For encrypted parameters, also add:

{
  "Effect": "Allow",
  "Action": [
    "kms:Decrypt"
  ],
  "Resource": "arn:aws:kms:*:*:key/<key-id>"
}

Example

name: my-agent

dependencies:
  - node@20

secrets:
  DATABASE_URL: ssm:///production/database/url
  REDIS_URL: ssm:///production/redis/url

command: ["node", "server.js"]
$ moat run

# DATABASE_URL and REDIS_URL are available in the container

Combining multiple backends

Use secrets from different backends in the same configuration:

secrets:
  # From 1Password
  JWT_SIGNING_KEY: op://Dev/Auth/jwt-signing-key

  # From AWS SSM
  DATABASE_URL: ssm:///production/database/url

  # Plain value (not recommended for sensitive data)
  LOG_LEVEL: debug

Note: For services with dedicated grants (GitHub, Anthropic, OpenAI, AWS), use grants: instead of secrets:. Grants provide better security by injecting credentials at the network layer.

Security considerations

Secrets are environment variables. They are visible to:

  • All processes in the container
  • Code that reads /proc/*/environ
  • Logging that dumps environment variables

For sensitive credentials like OAuth tokens, use grants instead of secrets. Grants inject credentials at the network layer where they’re not visible in the environment.

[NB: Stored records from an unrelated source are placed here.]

PR #20075, opened 2025-12-02
feat(trie): Proof Rewrite: Use cached branch nodes

### LINKED ISSUE #19513: Proof Calc Rewrite: Cached Branch Nodes

mediocregopher:
Closes #19513

This PR introduces the usage of the AccountsTrie and StoragesTrie tables into the proof_v2 implementation. These tables contain cached information about intermediate nodes of the tries, notably precomputed hashes of some children, allowing us to skip over large sub-tries when doing any kind of trie calculation.

Incorporating this data into the proof_v2 calculator is a bit mind-bending, but it's done without affecting too much of the existing logic for calculating trie nodes based solely on leaf data. The new cache-aware code uses the cache data to drive the logic forward, deciding which ranges of leaves need to be iterated over to calculate portions of the trie for which no cached information is available.

I've left comments in both the PR and code to explain the logic as best as possible.

# Benches

As before the new implementation is faster across all dimensions, with speedups of up to 30% for larger target set sizes.

shot-1764781929
shot-1764781901


crates/trie/trie/src/proof_v2/mod.rs
```diff
@@ -156,34 +224,47 @@ where
...
 
-        // If the path isn't in the current range then iterate forward until it is (or until there
-        // is no upper bound, indicating unbounded).
-        while upper.is_some_and(|upper| depth_first::cmp(path, &upper) != Ordering::Less) {
-            targets.next();
-            trace!(target: TRACE_TARGET, target = ?targets.peek(), "upper target <= path, next target");
-            let &(l, u) = targets.peek().expect("targets is never exhausted");
-            (lower, upper) = (l, u);
-        }
+        loop {
```
mediocregopher, line 203: This loop got reworked a bit to account for usage of the trie cursor.

Previously we expected to always visit calculated trie nodes in depth-first order, however we actually visit cached branch nodes from the trie-cursor in lexicographic order. Specifically we visit the children of cached branch nodes which we have a hash for, because if they should be retained then we need to descend into them anyway, ignoring the hash.

To account for this we always check `lower.starts_with(path)` on every loop, not just once after the loop. This ends up accounting for the two different ways of comparing against the target sequence, but it's a bit mind-bending.

crates/trie/trie/src/proof_v2/mod.rs
```diff
@@ -281,6 +372,9 @@ where
         }
 
         let child_path = self.last_child_path();
+        // TODO theoretically `commit_child` only needs to convert to an `RlpNode` if it's going to
```
mediocregopher, line 327: Something to think about for a future PR

crates/trie/trie/src/proof_v2/mod.rs
```diff
@@ -320,37 +413,25 @@ where
...
-        leaf_key: Nibbles,
-        leaf_val: VE::DeferredEncoder,
-    ) -> Result<(), StateProofError> {
-        // First determine the new leaf's shortkey relative to the current branch. If there is no
-        // current branch then the short key is the full key.
-        let leaf_short_key = if self.branch_stack.is_empty() {
-            leaf_key
+    /// Returns the nibble of the branch's `state_mask` which should be set for the new child, and
+    /// short key that the next child should use.
+    fn push_new_branch(&mut self, new_child_path: Nibbles) -> (u8, Nibbles) {
```
mediocregopher, line 374: Previously this method was only used when pushing leafs onto the `child_stack`, now it is also used when pushing cached branches onto the `child_stack`. The core logic is the same, the only difference is that variables and documentation is made generic and `push_new_leaf` isn't called from here anymore; instead this method returns the nibble and short-key of the node which caused this new branch to be pushed, and the caller is expected to construct that node and push it onto the `child_stack` or `branch_stack` themselves.

crates/trie/trie/src/proof_v2/mod.rs
```diff
@@ -570,27 +653,456 @@ where
...
+    /// bound is None then it is considered unbounded.
+    ///
+    /// It is expected that this method is "driven" by `next_uncached_key_range`, which decides
+    /// which ranges of keys need to be calculated based on what cached trie data is available.
+    #[instrument(
+        target = TRACE_TARGET,
+        level = "trace",
+        skip(self, value_encoder, targets, hashed_cursor_current),
+    )]
+    fn calculate_key_range(
```
mediocregopher, line 619: This method now contains the logic which was previously in `proof_inner` to construct the trie based on a sequence of keys (leafs). It's only significant change is that it is now bounded.

crates/trie/trie/src/proof_v2/mod.rs
```diff
@@ -570,27 +646,454 @@ where
...
+        }
+    }
+
+    /// Pushes a new branch onto the `branch_stack` which is based on a cached branch obtained via
+    /// the trie cursor.
+    ///
+    /// If there is already a child at the top branch of `branch_stack` occupying this new branch's
+    /// nibble then that child will have its short-key split with another new branch, and this
+    /// cached branch will be a child of that splitting branch.
+    fn push_cached_branch(
```
mediocregopher, line 681: This method is the sibling of `push_leaf`. Where `push_leaf` was used to handle all changes required to push a single leaf onto the `child_stack`, this method handles all changes required to push a single cached branch onto the `branch_stack`.

crates/trie/trie/src/proof_v2/mod.rs
```diff
@@ -570,27 +646,454 @@ where
...
+    /// # Returns
+    ///
+    /// - `None`: No more data to process, finish computation
+    ///
+    /// - `Some(lower, None)`: Indicates to call `push_leaf` on all keys starting at `lower`, with
+    ///   no upper bound. This method won't be called again after this.
+    ///
+    /// - `Some(lower, Some(upper))`: Indicates to call `push_leaf` on all keys starting at `lower`,
+    ///   up to but excluding `upper`, and then call this method once done.
+    #[instrument(target = TRACE_TARGET, level = "trace", skip_all)]
```
mediocregopher, line 853: This method is the core of this PR. It becomes the main "driver" of all the logic of the proof calculator, in that it simultaneously iterates over the trie cursor, pushing cached branches as it can, and decides when sections of the trie need to be calculated via their leaves using `calculate_key_range`.

crates/trie/trie/src/proof_v2/mod.rs
```diff
@@ -570,27 +646,454 @@ where
...
+        }
+    }
+
     /// Internal implementation of proof calculation. Assumes both cursors have already been reset.
     /// See docs on [`Self::proof`] for expected behavior.
     fn proof_inner(
         &mut self,
         value_encoder: &VE,
-        targets: impl IntoIterator<Item = Nibbles>,
+        targets: impl IntoIterator<Item = B256>,
```
mediocregopher, line 1076: The changes to `should_retain` necessitated that targets are passed in as B256, so that they are in both lexicographic and depth-first order. This should be fine, I can't think of any use-cases where we'd want to pass in paths which aren't full keys anyway.

crates/trie/trie/src/proof_v2/mod.rs
```diff
@@ -570,27 +646,450 @@ where
...
+                // - `commit_last_child` will check if the last child needs to be retained. We need
+                //   to check that before the subsequent `should_retain` call here to prevent
+                //   `targets` from being moved beyond the last child before it is checked.
+                // - If we do end up using the cached hash value, then we will need to commit the
+                //   last child before pushing a new one onto the stack anyway.
+                self.commit_last_child(targets)?;
+
+                if !self.should_retain(targets, &child_path) {
+                    // Pull this child's hash out of the cached branch node. To get the hash's index
+                    // we first need to calculate the mask of which cached hash's have already been
```
yongkangc:
```suggestion
                    // we first need to calculate the mask of which cached hashes have already been
```

crates/trie/trie/src/proof_v2/mod.rs
```diff
@@ -303,8 +390,7 @@ where
         leaf_val: VE::DeferredEncoder,
     ) -> Result<(), StateProofError> {
         // Before pushing the new leaf onto the `child_stack` we need to commit the previous last
-        // child (ie the first child of this new branch), so that only `child_stack`'s final child
-        // is a non-RlpNode.
+        // child, so that only `child_stack`'s final child is a non-RlpNode.
         self.commit_last_child(targets)?;
 
         // Once the first child is committed we set the new child's bit on the top branch's
```
yongkangc: should this be first child or is it last child?


i,e
`self.commit_last_child(targets)?;`

crates/trie/trie/src/proof_v2/mod.rs
```diff
@@ -570,27 +646,450 @@ where
...
+    #[instrument(target = TRACE_TARGET, level = "trace", skip_all)]
+    fn next_uncached_key_range(
+        &mut self,
+        targets: &mut TargetsIter<impl Iterator<Item = Nibbles>>,
+        trie_cursor_state: &mut TrieCursorState,
+        hashed_key_current_path: Option<Nibbles>,
+    ) -> Result<Option<(Nibbles, Option<Nibbles>)>, StateProofError> {
+        // All trie data prior to the current cached branch, if any, has been computed. Any branches
+        // which were under-construction previously, and which are not on the same path as this
+        // cached branch, can be assumed to be completed; they will not have any further keys added
```
yongkangc, line 863:
```suggestion
        // Pop any under-construction branches that are now complete.
        // All trie data prior to the current cached branch, if any, has been computed. Any branches
        // which were under-construction previously, and which are not on the same path as this
        // cached branch, can be assumed to be completed; they will not have any further keys added.
```

Found that it was slightly hard to follow this. Would help i think if we mention what the purpose is and followed by the why.

crates/trie/trie/src/proof_v2/mod.rs
```diff
@@ -570,27 +646,450 @@ where
...
+        if let Some(cached_path) = self.cached_branch_stack.last().map(|kv| kv.0) {
+            while !cached_path.starts_with(&self.branch_path) {
+                self.pop_branch(targets)?;
+            }
+        }
+
+        // `lower_bound` will be used to track the lower bound of the range which is returned from
+        // this method. If this is None then there are no further keys which need to be processed.
+        //
+        // This starts off being based off of the hashed cursor's current position, which is the
```
yongkangc:
```suggestion
        // This starts off being based on the hashed cursor's current position, which is the
```
small nit, the offs got to me 😆

crates/trie/trie/src/proof_v2/mod.rs
```diff
@@ -570,27 +646,450 @@ where
...
+            //
+            // NOTE we pop off the `cached_branch_stack` because cloning the `BranchNodeCompact`
+            // means cloning an Arc, which incurs synchronization overhead. We have to be sure to
+            // push the cached branch back onto the stack once done.
+            let (cached_path, cached_branch) = match (
+                self.cached_branch_stack.pop(),
+                &trie_cursor_state,
+                lower_bound.as_ref(),
+            ) {
+                (Some(cached), _, _) => cached,
```
yongkangc: i find these match condition slightly hard to follow as it requires some sort of context understanding on the possible states. 

e.g 
```
// Use Queued Cache, cached_branch_stack has something
(Some(cached), _, _) => cached

// No More Cache Data
(None, TrieCursorState::Exhausted, _) | (_, _, None) 

```

had to generate an ascii digram to understand the flow better
https://gist.github.com/yongkangc/1e571093db035be6e09942b8eb93cbfe

would a helper method with enum be better here?

yongkangc: for instance, something like 

```rust
  /// Result of trying to get the next cached branch to process.
  enum NextCachedBranch {
      /// Use this cached branch
      Ready(Nibbles, BranchNodeCompact),
      /// No more cached data, return this range to calculate
      NoCacheRemaining(Option<Nibbles>),
      /// Cursor is behind, seek to this position and retry
      SeekCursorTo(Nibbles),
      /// Need to calculate leaves before the cached branch (catch-up range)
      CatchUpFirst { lower: Nibbles, upper: Nibbles },
  }
```

then main loop simplifies to 
```rust
  loop {
	// helper
      let (cached_path, cached_branch) = match self.get_next_cached_branch(
          &mut trie_cursor_state,
          lower_bound,
          hashed_key_current_path,
      )? {
          NextCachedBranch::Ready(path, branch) => (path, branch),
          NextCachedBranch::NoCacheRemaining(lower) => {
              return Ok(lower.map(|l| (l, None)));
          }
          NextCachedBranch::SeekCursorTo(pos) => {
              *trie_cursor_state = TrieCursorState::new(self.trie_cursor.seek(pos)?);
              continue
          }
          NextCachedBranch::CatchUpFirst { lower, upper } => {
              return Ok(Some((lower, Some(upper))));
          }
      };

      // ... rest of the loop uses (cached_path, cached_branch)
  }
```

crates/trie/trie/src/proof_v2/mod.rs
```diff
@@ -570,27 +646,450 @@ where
...
+            // cache.
+            let curr_branch =
+                self.branch_stack.last().expect("top of branch_stack corresponds to cached branch");
+
+            let cached_state_mask = cached_branch.state_mask.get();
+            let curr_state_mask = curr_branch.state_mask.get();
+
+            // Determine all child nibbles which are set in the cached branch but not the
+            // under-construction branch.
+            let next_child_nibbles = curr_state_mask ^ cached_state_mask;
```
yongkangc, line 936: isee, we use xor to determine the remaining nibble that is cached but yet to processed

crates/trie/trie/src/proof_v2/mod.rs
```diff
@@ -570,27 +646,450 @@ where
...
+            if cached_branch.hash_mask.is_bit_set(child_nibble) {
+                // Commit the last child. We do this here for two reasons:
+                // - `commit_last_child` will check if the last child needs to be retained. We need
+                //   to check that before the subsequent `should_retain` call here to prevent
+                //   `targets` from being moved beyond the last child before it is checked.
+                // - If we do end up using the cached hash value, then we will need to commit the
+                //   last child before pushing a new one onto the stack anyway.
+                self.commit_last_child(targets)?;
+
+                if !self.should_retain(targets, &child_path) {
```
yongkangc, line 986: i see this is the main cache hash optimisation where we make use of the cache

yongkangc (approved):
left some comments, i got the logic of `next_uncached_key_range` and it makes sense to me where we want to 

1. Get next cached branch from the stack or cursor
2. Pop branch, find the next unprocessed child via xor mask
3. If the child has cached hash and not needed for proof -> use it
4. else we wanna either push nested cache or return to calculate hash from leaves
5. loop until done

also thanks for the comments :) 

would prob be useful for @shekhirin or @Rjected to take a look

crates/trie/trie/src/proof_v2/mod.rs
yongkangc: is there a need to keep depth first in the future?

crates/trie/trie/src/proof_v2/node.rs
```diff
@@ -25,7 +25,12 @@ pub(crate) enum ProofTrieBranchChild<RF> {
         child: RlpNode,
     },
     /// A branch node whose children have already been flattened into [`RlpNode`]s.
-    Branch(BranchNode),
+    Branch {
+        /// The node itself, for use during RLP encoding.
+        node: BranchNode,
+        /// Bitmasks carried over from cached `BranchNodeCompact` values, if any.
+        masks: TrieMasks,
```
mattsse, line 32: I see, this is effectively the big unlock here

crates/trie/trie/src/proof_v2/node.rs
```diff
@@ -98,8 +103,7 @@ impl<RF: DeferredValueEncoder> ProofTrieBranchChild<RF> {
             Self::Extension { short_key, child } => {
                 (TrieNode::Extension(ExtensionNode { key: short_key, child }), TrieMasks::none())
             }
-            // TODO store trie masks on branch
```
mattsse, line 101: 👍

crates/trie/trie/src/proof_v2/mod.rs
mattsse: I guess we'd need to track the state then somehow so we know which to convert?

crates/trie/trie/src/proof_v2/mod.rs
mediocregopher: I'd be open to this, could definitely be easier to read than this giant match which I agree is a beast

mattsse (commented):
I was more or less able to follow this thanks to the great docs, couldn't spot any obvious issues but I'm also not an expert when it comes to reviewing trie

crates/trie/trie/src/proof_v2/mod.rs
mediocregopher: Yes we still need to do depth-first for the cases of iterating over hashed keys to build the trie from leaves. This implementation is still _technically_ depth-first, it just happens to handle lexicographic as well, so kind of a hybrid.

crates/trie/trie/src/proof_v2/mod.rs
mediocregopher: We can tell the state of the child by which variant of the enum it is. The difficulty here is more in the `commit_child` logic, which would become `maybe_commit_child` given this change, so a bit confusing, didn't want to introduce that here.

crates/trie/trie/src/proof_v2/mod.rs
mediocregopher: Good catch, this comment was wrong

crates/trie/trie/src/proof_v2/mod.rs
mediocregopher: Done :+1:

crates/trie/trie/src/proof_v2/mod.rs
```diff
@@ -795,20 +1300,101 @@ impl<I: Iterator<Item: Copy>> Iterator for WindowIter<I> {
...
+    /// Need to calculate leaves from this range (exclusive upper) before the cached branch
+    /// (catch-up range). If None then
+    CalculateLeaves((Nibbles, Option<Nibbles>)),
+}
+
+/// Increments the nibbles and strips any trailing zeros.
+///
+/// This function wraps `Nibbles::increment` and when it returns a value with trailing zeros,
+/// it strips those zeros using bit manipulation on the underlying U256.
+fn increment_and_strip_trailing_zeros(nibbles: &Nibbles) -> Option<Nibbles> {
```
mediocregopher, line 1359: @mattsse @yongkangc I had to add this to address an issue found by the proptests. Basically once done processing a child of a branch we use `increment` to update the `uncalculated_lower_bound`, which is used to seek forward the trie cursor. Previously if the child was at `0x1F`, `increment` would return `0x20`, but if there were a trie node at `0x2` this would get skipped. This now strips the zeros after increment so we don't skip that node.

crates/trie/trie/src/proof_v2/mod.rs
```diff
@@ -599,6 +1092,12 @@ where
         #[cfg(not(debug_assertions))]
         let targets = targets.into_iter();
 
+        // Convert B256 targets into Nibbles.
+        let targets = targets.into_iter().map(|key| {
+            // SAFETY: key is a B256 and so is exactly 32-bytes.
+            unsafe { Nibbles::unpack_unchecked(key.as_slice()) }
```
shekhirin, line 1098: I feel like we should add to `nybbles` a safe function for unpacking `[u8; 32]`, basically a full path

crates/trie/trie/src/proof_v2/mod.rs
```diff
@@ -570,27 +605,485 @@ where
...
+    fn next_uncached_key_range(
+        &mut self,
+        targets: &mut TargetsIter<impl Iterator<Item = Nibbles>>,
+        trie_cursor_state: &mut TrieCursorState,
+        hashed_key_current_path: Option<Nibbles>,
+    ) -> Result<Option<(Nibbles, Option<Nibbles>)>, StateProofError> {
+        // Pop any under-construction branches that are now complete.
+        // All trie data prior to the current cached branch, if any, has been computed. Any branches
+        // which were under-construction previously, and which are not on the same path as this
+        // cached branch, can be assumed to be completed; they will not have any further keys added.
```
shekhirin:
```suggestion
        // cached branch, can be assumed to be completed; they will not have any further keys added
```

crates/trie/trie/src/proof_v2/mod.rs
```diff
@@ -570,27 +605,485 @@ where
...
+        // to them.
+        if let Some(cached_path) = self.cached_branch_stack.last().map(|kv| kv.0) {
+            while !cached_path.starts_with(&self.branch_path) {
```
shekhirin, line 866: does this check ensure that `self.pop_branch` will not panic?

crates/trie/trie/src/proof_v2/mod.rs
```diff
@@ -570,27 +605,485 @@ where
...
+        trace!(target: TRACE_TARGET, cached=?cached, "Pushed next trie node onto cached_branch_stack");
+
+        // If the calculated range is not caught up to the next cached branch it means there
+        // are portions of the trie prior to that branch which may need to be calculated;
+        // return the uncalculated range up to that branch to make that happen.
+        //
+        // If the next cached branch's path is all zeros then we can skip this catch-up step,
+        // because there cannot be any keys prior to that range.
+        let cached_path = &cached.0;
+        if uncalculated_lower_bound < cached_path && !PATH_ALL_ZEROS.starts_with(cached_path) {
```
shekhirin, line 824: can probably optimize this in `nybbles` by introducing a `is_zeroes()` method that checks `self.nibbles == U256::ZERO`

crates/trie/trie/src/proof_v2/mod.rs
```diff
@@ -795,20 +1300,101 @@ impl<I: Iterator<Item: Copy>> Iterator for WindowIter<I> {
...
+
+    // If result is empty, just return it
+    if result.is_empty() {
+        return Some(result);
+    }
+
+    // Get access to the underlying U256 to detect trailing zeros
+    let uint_val = *result.as_mut_uint_unchecked();
+    let non_zero_prefix_len = 64 - (uint_val.trailing_zeros() / 4);
+    result.truncate(non_zero_prefix_len);
```
shekhirin, line 1370: can be upstreamed

crates/trie/trie/src/proof_v2/mod.rs
```diff
@@ -570,27 +605,485 @@ where
...
+            // cache.
+            let curr_branch =
+                self.branch_stack.last().expect("top of branch_stack corresponds to cached branch");
+
+            let cached_state_mask = cached_branch.state_mask.get();
+            let curr_state_mask = curr_branch.state_mask.get();
+
+            // Determine all child nibbles which are set in the cached branch but not the
+            // under-construction branch.
+            let next_child_nibbles = curr_state_mask ^ cached_state_mask;
```
shekhirin, line 936: may be worth implementing bitwise operations for `TrieMask`, so that we can have good `Debug` formatting for these variables instead of u16 numbers

shekhirin (approved):
All of this makes sense, have only nits mostly about nibbles DX

Think we should ask amp to write docs with diagrams for this new crate when the work is done, will help to take a look at big picture again

crates/trie/trie/src/proof_v2/mod.rs
mediocregopher: That is part of it, for `cached_path.starts_with(&self.branch_path)` to be false, `self.branch_path` _must_ be non-zero, as a zero `branch_path` would always be a matching prefix. If `branch_path` is non-zero then there must be a corresponding branch node on the `branch_stack`.

However this serves more to close out any under-construction branches which are prior to the cached one. `branch_path`/`branch_stack` essentially track the currently under-construction branches, each of which must be descended from the previous. At this point in the logic the cached branch is leftover from the previous call to `next_uncached_key_range`, which must have already driven the hashed key forward to catch up to `cached_path`. So any branches prior to `cached_path` must be completed, and can be popped.

crates/trie/trie/src/proof_v2/mod.rs
mediocregopher: https://github.com/alloy-rs/nybbles/issues/40

crates/trie/trie/src/proof_v2/mod.rs
mediocregopher: https://github.com/alloy-rs/trie/issues/114

crates/trie/trie/src/proof_v2/mod.rs
mediocregopher: https://github.com/alloy-rs/nybbles/issues/41

crates/trie/trie/src/proof_v2/mod.rs
mediocregopher: https://github.com/alloy-rs/nybbles/issues/42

Secrets are resolved on your host machine. The 1Password CLI and AWS CLI run on your host, not in the container. Your host must have access to the secret backends.

Secrets are logged in the audit trail. Secret resolution events (which secrets were resolved, not their values) are recorded in the audit log.

Troubleshooting

”op: command not found”

Install the 1Password CLI:

brew install 1password-cli

“You are not currently signed in”

Sign in to 1Password:

op signin

“aws: command not found”

Install the AWS CLI:

brew install awscli

“Unable to locate credentials”

Configure AWS credentials:

aws configure

Or set environment variables:

export AWS_ACCESS_KEY_ID="..."
export AWS_SECRET_ACCESS_KEY="..."

“ParameterNotFound”

Verify the parameter exists:

aws ssm get-parameter --name /production/database/url

Check the path format—SSM paths start with /.

”AccessDeniedException”

Your AWS credentials lack permission to read the parameter. Check IAM policies.